Comments by Dr. Ryan N. Maue
Apparently we can throw away the meteorology textbooks, fire the forecasters at the National Weather Service, and tell universities and research labs that they have utterly failed to explain the origin of “monster snowstorms”. Renowned theoretical physicist Dr. Michio Kaku crosses disciplinary boundaries to provide the readers of CNN.com his opinion on the recent winter weather over the Northeast and elsewhere. However, his explanations are hand-wavy, lacking peer-reviewed foundation, and quite equivocal — yet typical of the recent media rush to blame winter weather or any weather on global warming. However, as a theoretical physicist, Kaku needs to do a lot better and consult any weather forecaster that knows why there were snowstorms in the 1770s, 1970s, and still today. At the AMS meeting, Dr.

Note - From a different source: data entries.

PR #12362, opened 2024-05-11
heathkit & zenith: Merge Heath and Zenith, since same company

mgarlanger:
Heathkit (Heath Company) and Zenith (ZDS - Zenith Data Systems) were the same company. Heath Company originally developed the systems, but the company was bought out by Zenith in 1979. The Zenith Data Systems division was created  and many of their computers were dual branded with both Heath and Zenith/ZDS branding.

Added a few of the duplicate models, including Z-19 terminal and Z-89 and Z-90 computers.


src/mame/heathzenith/h19.cpp
```diff
@@ -66,7 +67,11 @@ void h19_state::h19(machine_config &config)
...
+ROM_START( z19 )
+ROM_END
+
 } // anonymous namespace
 
-//    year  name     parent  compat  machine       input   class      init        company          fullname                         flags
-COMP( 1979, h19,     0,      0,      h19,          0,      h19_state, empty_init, "Heath Company", "Heathkit H-19",                 MACHINE_SUPPORTS_SAVE )
+//    year  name  parent  compat  machine input  class       init         company                fullname          flags
+COMP( 1979, h19,  0,      0,      h19,    0,     h19_state,  empty_init,  "Heath Company",       "H-19 Terminal",  MACHINE_SUPPORTS_SAVE )
+COMP( 1980, z19,  h19,    0,      h19,    0,     h19_state,  empty_init,  "Zenith Data Systems", "Z-19 Terminal",  MACHINE_SUPPORTS_SAVE )
```
cuavas, line 77: I don’t think duplicated machines are really useful if there are no differences at all.

src/mame/heathzenith/h89.cpp
```diff
@@ -998,10 +996,94 @@ ROM_START( h89_sigmasoft )
...
+//    year  name           parent compat machine        input class                init        company                fullname                   flags
+COMP( 1979, h88,           h89,   0,     h88,           h88,  h88_state,           empty_init, "Heath Company",       "H-88",                    MACHINE_SUPPORTS_SAVE)
+COMP( 1979, h89,           0,     0,     h89,           h89,  h89_state,           empty_init, "Heath Company",       "H-89",                    MACHINE_SUPPORTS_SAVE)
+COMP( 1980, z89,           h89,   0,     h89,           h89,  h89_state,           empty_init, "Zenith Data Systems", "Z-89",                    MACHINE_SUPPORTS_SAVE)
+COMP( 1981, z90,           h89,   0,     h89,           h89,  h89_state,           empty_init, "Zenith Data Systems", "Z-90",                    MACHINE_SUPPORTS_SAVE)
+COMP( 1984, h89_sigmasoft, h89,   0,     h89_sigmasoft, h89,  h89_sigmasoft_state, empty_init, "Heath Company",       "H-89 with SigmaSoft IGC", MACHINE_SUPPORTS_SAVE)
+COMP( 1984, z90_sigmasoft, h89,   0,     h89_sigmasoft, h89,  h89_sigmasoft_state, empty_init, "Zenith Data Systems", "Z-90 with SigmaSoft IGC", MACHINE_SUPPORTS_SAVE)
```
cuavas, line 1089: Same with this – it adds clutter to the supported system list and so on, and requires dual-maintenance of the copy/pasted ROM definitions.

src/mame/heathzenith/h19.cpp
mgarlanger: @rb6502 had mentioned there would be value in documenting the systems like this, but I will remove them for now so this PR can be merged (it would be trivial to add back in a later PR).


As for the copy/paste of the rom definitions, I was thinking doing something like this would be better: 
```
static const auto rom_z89 = rom_h89;
```
or have a macro in `romentry.h`
like
```
#define ROM_DUP(new_sys, existing_system)  static const auto rom##new_sys rom##existing_system;
```
So if anything changes in the rom code, it obvious that this macro needs updating.

src/mame/heathzenith/README.md
```diff
@@ -0,0 +1,53 @@
+# Heath Company / Zenith Data Systems
```
rb6502, line 1: I don't know that we've done anything like this before.  I'm not totally against it, but my initial feeling is that this is more like something that would either be in source comments or the wiki: https://wiki.mamedev.org/index.php/System-Specific_Setup_and_Information

@cuavas @galibert Do you guys have any feelings about this?

src/mame/heathzenith/h89.cpp
```diff
@@ -996,7 +996,36 @@ ROM_START( h89_sigmasoft )
...
+	ROM_SYSTEM_BIOS(2, "mms84b", "MMS 444-84B")
+	ROMX_LOAD("2732_444_84b_mms.u518",    0x0000, 0x1000, CRC(7e75d6f4) SHA1(baf34e036388d1a191197e31f8a93209f04fc58b), ROM_BIOS(2))
+
+	ROM_SYSTEM_BIOS(3, "kmr-100", "Kres KMR-100 V3.a.02")
+	ROMX_LOAD("2732_kmr100_v3_a_02.u518", 0x0000, 0x1000, CRC(fd491592) SHA1(3d5803f95c38b237b07cd230353cd9ddc9858c13), ROM_BIOS(3))
+
+	ROM_SYSTEM_BIOS(4, "mtrhex_4k", "Ultimeth 4k ROM")
+	ROMX_LOAD("2732_mtrhex_4k.u518",      0x0000, 0x1000, CRC(e26b29a9) SHA1(ba13d6c9deef682a9a8262bc910d46b577929a13), ROM_BIOS(4))
+
+	ROM_SYSTEM_BIOS(5, "mtr90-84", "Heath's MTR-90 (444-84 - Superseded by 444-142)")
```
rb6502: Was this actually called "Heath's MTR-90"?  These systems are hard to find info on so I don't actually know, but it seems unlikely even for the 80s :-)

mgarlanger: I just looked at the manual, it shows "Zenith Data Systems MONITOR MTR-90" 
Screenshot 2024-05-24 at 10 10 44 PM

rb6502: My objection is to the "Heath's" part, because I assume it wouldn't be named like grape jelly.  If the ROM is just the Heath version of what is otherwise badged as a Zenith Data Systems MTR-90, I'd call that BIOS "MTR-90, Heathkit (444-84 - Superseded by 444-142)".

mgarlanger: The MTR-90 model numbers were actually the same between ZDS and Heath. I had just added the `Heath's` part, since the other ROMs had the company's name. Adding the `'s` wasn't intentional. I could just use `Zenith Data Systems` for the two MTR-90s, and `Heath` for the MTR-89 to make it consistent.

mgarlanger: Since there are questions on whether or not this PR will get merged, I'll make the description changes in a followup PR.

rb6502: Ok.  Given the 's wasn't intentional, I think this is OK if you fix that.

src/mame/heathzenith/h19.cpp
mgarlanger: @rb6502 what do you think about having things like h19/z19 and h89/z89 declared even if the branding is the only difference between the systems? And a define like I mentioned above could address the copy/pasted ROM definitions Vas mentioned in the other comment.

src/mame/heathzenith/README.md
cuavas: It doesn’t belong here.  It’s a combination of trivia that belongs on Wikipedia, usage information that belongs on the MAMEdev wiki, and notes that belong in source files.

PR #10816, opened 2023-01-09
coleco/coleco.cpp: Added Super Game Module emulation.

0kmg:
- Added a base class and restructured a bit. Only the official ColecoVisions (NTSC/PAL) get the SGM, since it plugs into their specific expansion port.

This adds 32K RAM and an AY to the base unit. Mostly it seems this has been used to convert MSX titles—of which quite a load of cartridges have been released. I've set the machine config default to have the unit installed (On). I don't think it is known to interfere with any traditional ColecoVision games.

Ideally someone can properly emulate the expansion port and devicify the SGM. The Adam has the same port and the SGM can be used there too.

PR #12368, opened 2024-05-13
Add DRAC-1, an AIM 65 clone from Comelta

clawgrip:
New working clones
------------------
DRAC-1 [OldComputers ES]

### DIFF
--- a/src/mame/rockwell/aim65.cpp
+++ b/src/mame/rockwell/aim65.cpp
@@ -395,8 +395,8 @@ ROM_START( drac1 )
 	ROM_REGION(0x0800, "cr120d", 0) // CR-120D expansion board: EPROM Programmer Module
 	ROM_LOAD("cr120_crosaim_v-b_120_ve-c_7000.bin",     0x0000, 0x0800, CRC(09840652) SHA1(ad9ae4cbdcb86e749d8a385ec6334e97d37ef0d4))
 
-	ROM_REGION(0x0800, "cr125", 0) // CR-120D expansion board: Floppy Control Card
-	ROM_LOAD("cr125_v94_800.bin",                       0x0000, 0x0800, CRC(09840652) SHA1(ad9ae4cbdcb86e749d8a385ec6334e97d37ef0d4))
+	ROM_REGION(0x0800, "cr125", 0) // CR-125 expansion board: Floppy Control Card
+	ROM_LOAD("cr125_v94_800.bin",                       0x0000, 0x0800, CRC(f0fddc5a) SHA1(d7e927c5f177977a7032b8dddeb17a217fcb3fdd))
 ROM_END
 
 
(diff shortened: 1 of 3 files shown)


src/mame/rockwell/aim65.cpp
```diff
@@ -300,28 +299,111 @@ void aim65_state::aim65(machine_config &config)
...
+	 -1 x 4 dip switches bank
+	 -1 x EPROM
+	 -1 x floppy connector
+	https://www.oldcomputers.es/wp-content/uploads/CR-125.pdf
+	*/
+	MOS6522(config, "via1_cr125", AIM65_CLOCK); // R6522P, unknown clock
+	MOS6522(config, "via2_cr125", AIM65_CLOCK); // R6522P, unknown clock
+	FD1791(config, "fdc_cr125", AIM65_CLOCK); // FD1791A, unknown clock
+	//FLOPPY_CONNECTOR(...)
+	M6503(config, "cpu_cr125", AIM65_CLOCK);
```
cuavas, line 353: If these are expansions and not fixed parts of the system, they should be in card devices rather than the machine itself.  From what I understand, this system uses a standard AIM 65 logic board, and the expansion box connects to the J3 expansion connector, which is present on all AIM 65 systems, and just not emulated.

From looking at the AIM 65 manual, the expansion connector J3 seems to expose the 6502 bus directly, with the same pinout as the KIM-1 expansion connector B.

From looking at the schematic of the CR 113 board in the manual, it seems to use a different pinout to the J3 connector on the logic board, so I guess the card connectors in the DRAC-1 expansion box have the signals from the J3 expansion connector rearranged.

cuavas (commented):
The DRAC-1 expansion box and cards connect to J3 on the AIM 65 logic board, which has the same pinout as the KIM-1 expansion connector B.  These cards belong in src/devices/bus/kim1.  The manuals do include schematics – they aren’t the best quality, but it should be good enough to work out how stuff connects.

The AIM 65 needs to have KIM-1 bus slots added with whatever changes made to ensure there’s nothing specific to the KIM-1 itself mixed up in the slot code.

src/mame/rockwell/aim65.cpp
clawgrip: I'll just add then the DRAC-1 as another BIOS, and I'd appreciate if someone else will preserve somehow the other dumps as devices. Take into account that DRAC-1 uses a backplane so multiple expansion cards may be connected simultaneously, don't know if this feature is supported for the AIM 65 devices...
I'll have a look at the DRAC-1 BASIC, as it seems different than the regular Extended BASIC.

Thanks!

cuavas: Can you leave this open as a reminder?  Eventually someone will pick it up, like the Super Game Module from #10816 was done as a proper slot device in ad7fdda12b4cade7032a0e34c3f6ae6dd3964cfa.

clawgrip: Yes! Opened a separate PR, #12387

PR #12371, opened 2024-05-13
Librie

clawgrip:


src/mame/sony/librie.cpp
```diff
@@ -0,0 +1,123 @@
...
+	ROM_LOAD( "c_29lv400.ic1611", 0x00000, 0x80000, NO_DUMP )
+
+	ROM_REGION( 0x4000, "mcu", 0 ) // H8/3802 HD6473802FP
+	ROM_LOAD( "v22.ic801", 0x0000, 0x4000, NO_DUMP ) // 16 kbytes ROM
+ROM_END
+
+} // anonymous namespace
+
+
+SYST( 2004, librie, 0, 0, ebx5003, ebx5003, librie_state, empty_init, "Sony", "Librie EBR 1000", MACHINE_IS_SKELETON )
```
angelosa, line 123: No EOF marker, should always close with an empty line.

clawgrip: Fixed, thanks. I'll try to check it next time.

Trenberth highlighted the reason: “winter”. CNN.com article link.
From Monster Snowstorms still spell global warming, I copy a few paragraphs and get to the important one…
New York (CNN) — The weather seems to be going berserk, with more snow dumped on our beleaguered Northeastern cities in a month than in a year, paralyzing business and our lives. Records are being broken even as we speak…

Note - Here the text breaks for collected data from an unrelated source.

PR #12375, opened 2024-05-15
konami/konamigv, konami/konamigq, konami/twinkle: Adjust DMA timings

987123879113:
The 10usec delay per bytes is too slow and causing issues with games, so this should bring load speeds back closer to what it was with the old code. Should also fix https://mametesters.org/view.php?id=8860.

Previous related commits:
https://github.com/mamedev/mame/commit/a6a81a692955a8abfd41db832ec33cd64fe9323e
https://github.com/mamedev/mame/commit/cb8b90cd389ca928ffade1d8384893fdde87d4d1

### DIFF
--- a/src/mame/konami/konamigq.cpp
+++ b/src/mame/konami/konamigq.cpp
@@ -287,7 +287,7 @@ void konamigq_state::scsi_dma_read( uint32_t *p_n_psxram, uint32_t n_address, in
 	m_dma_offset = n_address;
 	m_dma_size = n_size * 4;
 	m_dma_is_write = false;
-	m_dma_timer->adjust(attotime::from_usec(10));
+	m_dma_timer->adjust(attotime::zero);
 }
 
 void konamigq_state::scsi_dma_write( uint32_t *p_n_psxram, uint32_t n_address, int32_t n_size )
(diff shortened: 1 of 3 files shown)


src/mame/konami/konamigq.cpp
```diff
@@ -313,13 +313,13 @@ TIMER_CALLBACK_MEMBER(konamigq_state::scsi_dma_transfer)
 	}
 
 	if (m_dma_requested && m_dma_size > 0)
-		m_dma_timer->adjust(attotime::from_usec(10));
+		m_dma_timer->adjust(attotime::zero);
```
cuavas, line 316: Since this is in a timer callback, using a zero delay here will result in the scheduler calling the callback again before executing another timeslice.  You could get more-or-less the same effect with a loop inside this function.

Do you want to leave all the timer adjust calls in and add notes about the timing being unknown, or do you want to change the callbacks to use loops (and maybe still add notes about it)?

FWIW I did try to find information about how DMA timings are generated and got nowhere.

mamehaze:
slightly unrelated, but btchamp could do with a default / initialized NVRAM or it will hang on the high score screen as it doesn't have valid data to display.

src/mame/konami/konamigq.cpp
987123879113: I removed the timer adjust from `scsi_dma_transfer` and added a note about finding the proper DMA timings. I think the original situation I was trying to avoid that I have accidentally ran into in the past was a kind of loop situation where scsi_drq would start the DMA transfer, which would then kick off another call to scsi_drq, etc. So the timer calls were used to ensure that the functions would get called after scsi_drq returned so it wouldn't end up in recursion hell. I tested with various konamigv, konamigq, and twinkle games and just using a while loop here works fine.

PR #12376, opened 2024-05-15
namco/sweetland4.cpp: Rename 'tairyouda' as 'tairyoda', as per game name

clawgrip:


cuavas:
It looks weird if you abbreviate it like that.  Why not “tairyodk”?  That fits neatly in eight characters and is a better mnemonic.

cuavas:
See a49035cc72ca1cc4977988509b887fdb33b510c9.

Basically, snowstorms in this region arise from the collision of cold Arctic air from Canada moving south and bumping up against warm, moist air from the Gulf of Mexico, causing water vapor to condense and freeze and then form snowstorms, which travel up the Northeast corridor.
Among many factors, the amount of snow dumped is largely driven by the amount of moisture in humid air and not so much the temperature, and this seems to go against common sense.

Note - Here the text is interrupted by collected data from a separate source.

PR #12379, opened 2024-05-17
shared/decospr.cpp: Use device_gfx_interface for gfx decode functions, Cleanups:

cam900:
- Reduce unnecessary lines
- Constantize variables
- Use Bit macros for bitfields
- Use C++ style comment for single line comments
- Fix spacing
- Move sprite configuration related stuff into machine config
- Fix file directory, Sort to Alphabetical order

dataeast/minor cleanups for various drivers
- Constantize values
- Reduce literal tags and runtime tag lookups
- Fix ROM region namings
- Simplify deco146/104 related function namings
- Reduce duplicates
- Reduce unnecessary lines
- Fix sound routing if chip and/or PCB supports mono sound only
- Fix palette entries

dataeast/backfire.cpp, deco156.cpp, simpl156.cpp:
- Use memory_share_creator instead unique_ptr/array

dataeast/boogwing.cpp:
- Reduce preprocessor defines

dataeast/pktgaldx.cpp:
- Simplify gfxdecode layout
- Fix metadata for bootleg set (title screen says (c)1993 Data West)

f32/silvmil.cpp:
- Fix ROM region namings
- Reduce literal tag usage

misc/esd16.cpp:
- Constantize variables

misc/gotcha.cpp:
- Simplify gfx decode layout

yunsung/nmg5.cpp:
- Fix ROM region naming
- Simplify gfx decode layout

### DIFF
--- a/src/mame/dataeast/simpl156.h
+++ b/src/mame/dataeast/simpl156.h
@@ -15,17 +15,17 @@
 class simpl156_state : public driver_device
 {
 public:
-	simpl156_state(const machine_config &mconfig, device_type type, const char *tag)
-		: driver_device(mconfig, type, tag),
+	simpl156_state(const machine_config &mconfig, device_type type, const char *tag) :
+		driver_device(mconfig, type, tag),
 		m_maincpu(*this, "maincpu"),
 		m_deco_tilegen(*this, "tilegen"),
 		m_eeprom(*this, "eeprom"),
 		m_okimusic(*this, "okimusic"),
+		m_sprgen(*this, "spritegen"),
+		m_palette(*this, "palette"),
 		m_rowscroll(*this, "rowscroll_%u", 1U, 0x1000U, ENDIANNESS_LITTLE),
 		m_mainram(*this, "mainram", 0x4000U, ENDIANNESS_LITTLE),
 		m_systemram(*this, "systemram"),
-		m_sprgen(*this, "spritegen"),
-		m_palette(*this, "palette"),
 		m_spriteram(*this, "spriteram", 0x1000U, ENDIANNESS_LITTLE) { }
 
 	void joemacr(machine_config &config);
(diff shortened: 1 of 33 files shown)


src/mame/dataeast/simpl156.h
```diff
@@ -15,16 +15,19 @@
...
-		m_mainram(*this, "mainram"),
-		m_systemram(*this, "systemram"),
+		m_okimusic(*this, "okimusic"),
 		m_sprgen(*this, "spritegen"),
-		m_palette(*this, "palette") { }
+		m_palette(*this, "palette"),
+		m_rowscroll(*this, "rowscroll_%u", 1U, 0x800U, ENDIANNESS_LITTLE),
+		m_mainram(*this, "mainram", 0x4000U, ENDIANNESS_LITTLE),
+		m_systemram(*this, "systemram"),
+		m_spriteram(*this, "spriteram", 0x1000U, ENDIANNESS_LITTLE)
```
cuavas, line 29: I’m not sure what size `m_rowscroll` is supposed to be.  Before this PR, it was allocating 0x800/2 16-bit words, i.e. 0x400 16-bit words or 0x800 bytes.  I’ve made it not reduce that.

However, if you look at dataeast/simpl156.cpp, it maps the handlers across a range of 0x2000 byte addresses, or 0x800 32-bit word addresses.  There’s one 16-bit row scroll word at each 32-bit CPU word address, so to avoid buffer overruns, it needs to be *0x800 16-bit words* rather than bytes.

Currently, accessing the second half of either row scroll area causes a buffer overrun (e.g. 0x161000-0x161fff and 0x165000-0x165fff in Joe and Mac Returns, or 0x3e1000-0x3e1fff and 0x3e5000-0x3e5fff in Magical Drop).

The solution is probably one of:
* Double the row scroll RAM size
* Mirror the second half of each row scroll area
* Halve the length of each row scroll area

Here’s the false dichotomy that Kaku sets up:
“There is no single smoking gun that can point us to the origin of these monster snowstorms. But we can focus our attention on two likely culprits. The first is pure chance. There are many random fluctuations in the weather due to many diverse factors (for example, last year’s weather was affected by El Niño).”
“But the second is global warming.”
Similarly, the main consequence of global warming is not warming at all but instead increasingly violent swings in the weather, with droughts and famine in one area occurring at the same time as flooding in another, and snowstorms in one region at the same time as hot spells in another.
More from Kaku:
“I saw this two weeks ago when I spoke in São Paulo, Brazil, where there were massive, lethal mudslides caused by unrelenting, pouring rain, which in turn might have been caused by increased moisture in the air. Of course, this means only that global warming is consistent with the monster storms hitting the Northeast, not that it is the only definitive factor.”
And as the Earth continues to heat, it means that there will be more moisture in the air to possibly drive more monster storms and hurricanes, simultaneously with droughts and hot spells. So we might expect more unusual, bizarre weather patterns in the future.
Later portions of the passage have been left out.